- Born: Essex, England
- Education: San Francisco State University
- Occupations: author, editor, educator
- Writing career
- Notable works: Last of Her Name Voice of Witness
- Notable awards: PEN/Robert W. Bingham Prize California Book Award Smithsonian American Ingenuity Award
- Website: www.mimilok.com

= Mimi Lok =

American author, editor, and educator

Mimi Lok is a British-Chinese author, editor, and educator. She is the recipient of a Smithsonian Ingenuity Award, A PEN America Award, and a California Book Award for Fiction. She is also the founder of Voice of Witness, an award-winning human rights and oral history nonprofit organization focused on amplifying marginalized voices through a book series and a national education program.

Her debut short story collection, Last of Her Name (Kaya Press, 2019) is the winner of the 2020 PEN/Robert W. Bingham Prize, and a California Book Award silver medal for first fiction, and was a finalist for The California Independent Bookseller Alliance ‘Golden Poppy’ Book Awards 2020, and CLMP Firecracker Award.
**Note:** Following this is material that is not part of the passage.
PR #876, opened 2021-03-15
Break the pnMessage->plSDL dependency with new msg

dpogue:
plSDLModifierStateMsg is a subclass of plSDLModifierMsg that contains the state variable handling. It lives in plMessage, which can safely link against plSDL, and is used only by PubUtilLib classes.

The novella from the collection, "The Woman in the Closet" was a finalist for the 2020 National Magazine Award, Some of the key themes that the author contemplates are human connection, the Asian diaspora, and empathy. Her work has been published in McSweeney's, Electric Literature, Nimrod, Lucky Peach, Hyphen, and the South China Morning Post.

== Biography ==
Mimi Lok grew up in Essex, in a small town outside of London. Her parents were immigrants from Hong Kong. Lok's father worked in restaurants and in a glass recycling factory, and her mother worked as a farmer, construction worker, and later for high street fashion companies as a garment worker. She got involved in journalism after a post-university visit to Hong Kong when the sovereignty of Hong Kong transferred from the United Kingdom to China.

Lok studied visual arts before enrolling in a MFA in creative writing at San Francisco State University. After graduate school, in 2007, she volunteered as a researcher and interviewer with Voice of Witness, a book series started by Dave Eggers and Lola vollen, and collected oral histories for an anthology "Underground America: Narratives of Undocumented Lives". In 2009, Lok transitioned the series to a 501(c)(3) nonprofit, becoming its founding executive director and launching an education program.

She lives in the San Francisco Bay Area, California.